Grants and Contributions:
Grant or Award spanning more than one fiscal year. (2017-2018 to 2022-2023)
We are drowning in a sea of data. Increasingly, jobs that used to rely on other skills now rely on the ability to interpret, understand, and trust data. For example, many biologists now spend less time in the lab and more time trying to analyze the data that they have created. Increasingly, thanks to improved tools for creating data, they are expected to manage and understand this data by themselves. Unfortunately, this data is often exceedingly difficult to understand and trust, even for experts in the field. There are many reasons for this. One reason is that the representation of the data is often designed for computers, not for people (i.e., storage, not accessibility). Another reason for this is that users may spend a lot of time using systems where data is combined from multiple sources, leaving them stuck having trouble integrating data that they neither understand nor trust.
The lack of understanding and trust can cause problems both large and small. For example, the recent financial crisis was partially caused by the inability to track money across multiple sources (e.g., mutual funds are in a different database than savings accounts). Because it was impossible to understand and trust the data that was spread across various sources, regulators did not realize some of the problematic flows of money until after the crash.
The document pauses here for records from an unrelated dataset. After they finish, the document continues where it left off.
PR #349, opened 2020-09-24
b/162392946: #1 add response code detail in service control report

TAOXUY:
This series of PRs are adding rc_details including from ESPv2 filters and upstream ones to service control report. In this PR,
- add rc_detail into report as `response_code_detail`
- expend service control filter rc_details:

On a smaller scale, without being able to find all of the data needed in order to evaluate building design choices, it is impossible to easily explore building design alternatives, which leads to stifled innovation and less-efficient buildings.
My proposed research will improve the ability of users to access data that they need and trust that this data is well curated enough to do what they need it to do. This will build on my current work that has looked at case studies in economic data and civil engineering, and will work with the techniques that I have learned in working with recommender systems to help recommend data items to users. In this proposal I describe a number of specific directions that I intend to work on with my students in that space, including: (1) using query logs to help recommend parts of the data that users may be interested in; (2) helping users understand the complex connections that appear in XML files; and (3) improving the understanding of provenance data.